# Provided material:
PR #879, opened 2023-12-19
man/: add BCRYPT and YESCRYPT information

stoeckmann:
The BCRYPT and YESCRYPT relevant items should be described in manual pages.

### DIFF
--- a/man/chgpasswd.8.xml
+++ b/man/chgpasswd.8.xml
@@ -6,10 +6,12 @@
 -->
 <!DOCTYPE refentry PUBLIC "-//OASIS//DTD DocBook V4.5//EN"
   "http://www.oasis-open.org/docbook/xml/4.5/docbookx.dtd" [
+<!ENTITY BCRYPT_MIN_ROUNDS     SYSTEM "login.defs.d/BCRYPT_MIN_ROUNDS.xml">
 <!ENTITY ENCRYPT_METHOD        SYSTEM "login.defs.d/ENCRYPT_METHOD.xml">
 <!ENTITY MAX_MEMBERS_PER_GROUP SYSTEM "login.defs.d/MAX_MEMBERS_PER_GROUP.xml">
 <!ENTITY MD5_CRYPT_ENAB        SYSTEM "login.defs.d/MD5_CRYPT_ENAB.xml">
 <!ENTITY SHA_CRYPT_MIN_ROUNDS  SYSTEM "login.defs.d/SHA_CRYPT_MIN_ROUNDS.xml">
+<!ENTITY YESCRYPT_COST_FACTOR  SYSTEM "login.defs.d/YESCRYPT_COST_FACTOR.xml">
 <!-- SHADOW-CONFIG-HERE -->
 ]>
 
@@ -88,12 +90,16 @@
 	<term><option>-c</option>, <option>--crypt-method</option></term>
 	<listitem>
 	  <para>Use the specified method to encrypt the passwords.</para>
-	  <para condition="no_sha_crypt">
-	    The available methods are DES, MD5, and NONE.
-	  </para>
-	  <para condition="sha_crypt">
-	    The available methods are DES, MD5, NONE, and SHA256 or SHA512
-	    if your libc support these methods.
+	  <para>
+	    The available methods are <phrase condition="bcrypt">
+	    <replaceable>BCRYPT</replaceable>,</phrase>
+	    <replaceable>DES</replaceable>,
+	    <replaceable>MD5</replaceable><phrase condition="sha_crypt">,
+	    <replaceable>SHA256</replaceable>,
+	    <replaceable>SHA512</replaceable></phrase><phrase condition="yescrypt">,
+	    <replaceable>YESCRYPT</replaceable></phrase> and
+	    <replaceable>NONE</replaceable>
+	    if your libc supports these methods.
 	  </para>
 	</listitem>
       </varlistentry>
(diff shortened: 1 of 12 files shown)


man/chgpasswd.8.xml
```diff
@@ -88,12 +90,16 @@
...
 	  <para>Use the specified method to encrypt the passwords.</para>
-	  <para condition="no_sha_crypt">
-	    The available methods are DES, MD5, and NONE.
-	  </para>
-	  <para condition="sha_crypt">
-	    The available methods are DES, MD5, NONE, and SHA256 or SHA512
-	    if your libc support these methods.
+	  <para>
+	    The available methods are <phrase condition="bcrypt">
+	    <replaceable>BCRYPT</replaceable>,</phrase>
```
ikerexxe, line 95: Can you move the condition beginning and end to the same line?

man/chgpasswd.8.xml
```diff
@@ -88,12 +90,16 @@
...
+	    <replaceable>DES</replaceable>,
+	    <replaceable>MD5</replaceable><phrase condition="sha_crypt">,
+	    <replaceable>SHA256</replaceable>,
```
ikerexxe, line 98: Similar here. Can you move the condition beginning to the same line as SHA256?

man/chgpasswd.8.xml
```diff
@@ -88,12 +90,16 @@
...
+	    <replaceable>SHA512</replaceable></phrase><phrase condition="yescrypt">,
+	    <replaceable>YESCRYPT</replaceable></phrase> and
```
ikerexxe, line 100: Same here

man/chgpasswd.8.xml
```diff
@@ -131,29 +137,48 @@
...
+	    <replaceable>SHA256</replaceable>
+	    <replaceable>SHA512</replaceable></phrase>
+	    <phrase condition="yescrypt">
+	    <replaceable>YESCRYPT</replaceable></phrase>
 	  </para>
-	  <para>
-	    A minimal value of 1000 and a maximal value of 999,999,999
-	    will be enforced.
+	  <para condition="bcrypt">
+	    By default, the number of rounds for BCRYPT is defined by the
```
ikerexxe, line 157: I don't think you need `By default,` here. The default is explained below and is 13.

man/chgpasswd.8.xml
```diff
@@ -131,29 +137,48 @@
...
-	    You can only use this option with the SHA256 or SHA512
-	    crypt method.
+	  <para condition="bcrypt">
+	    A minimal value of 4 and a maximal value of 31
+	    will be enforced for BCRYPT. The default is 13.
 	  </para>
-	  <para>
-	    By default, the number of rounds is defined by the
+	  <para condition="sha_crypt">
+	    By default, the number of rounds for SHA256 or SHA512 is defined by the
```
ikerexxe, line 166: Same here

man/chpasswd.8.xml
```diff
@@ -115,12 +117,16 @@
 	</term>
 	<listitem>
 	  <para>Use the specified method to encrypt the passwords.</para>
-	  <para condition="no_sha_crypt">
-	    The available methods are DES, MD5, and NONE.
-	  </para>
-	  <para condition="sha_crypt">
-	    The available methods are DES, MD5, NONE, and SHA256 or SHA512
-	    if your libc support these methods.
+	  <para>
```
ikerexxe, line 120: I think that all my previous comments also apply to this file. Please review it.

man/login.defs.d/ENCRYPT_METHOD.xml
```diff
@@ -10,11 +10,13 @@
       passwords (if no algorithm are specified on the command line).
     </para>
     <para>
-      It can take one of these values:
+      It can take one of these values: <phrase condition="bcrypt">
```
ikerexxe, line 13: Move condition to the next line

man/login.defs.d/ENCRYPT_METHOD.xml
```diff
@@ -10,11 +10,13 @@
...
+      <replaceable>BCRYPT</replaceable>,</phrase>
       <replaceable>DES</replaceable> (default),
       <replaceable>MD5</replaceable><phrase condition="sha_crypt">,
       <replaceable>SHA256</replaceable>,
-      <replaceable>SHA512</replaceable></phrase>.
+      <replaceable>SHA512</replaceable></phrase><phrase condition="yescrypt">,
```
ikerexxe, line 18: Move condition to the next line

ikerexxe (changes requested):
Comments inline

man/chgpasswd.8.xml
stoeckmann: If I do that, there will be a blank between `MD5` and the following comma, i.e. `MD5 ,` instead of `MD5,`. It is the same logic used as in ENCRYPT_METHOD.xml (see https://github.com/shadow-maint/shadow/blob/master/man/login.defs.d/ENCRYPT_METHOD.xml#L15).

So this comment applies to the other remarks regarding newlines as well.

man/chgpasswd.8.xml
stoeckmann: There are two different defaults explained. Just as it has been before for the whole sha_crypt case. By default in this case means that these fields are parsed from login.defs if no `-s` option is applied.

The other default states which value will be used if no such fields exist in login.defs AND no `-s` option is supplied.

man/chgpasswd.8.xml
ikerexxe: Ok, now I see why you decided to do it this way. Then, disregard this and other comments like this one.

man/chgpasswd.8.xml
ikerexxe: Yes, I know that but the text that you wrote may not be understood like that. Perhaps changing to `The default number of rounds is 13`?

man/chgpasswd.8.xml
stoeckmann: Adjusted now.

hallyn (approved):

# Task instructions:
Using the listing above, show each line holding the string "defined".

# Exercise result:
+	    By default, the number of rounds for BCRYPT is defined by the
-	    By default, the number of rounds is defined by the
+	    By default, the number of rounds for SHA256 or SHA512 is defined by the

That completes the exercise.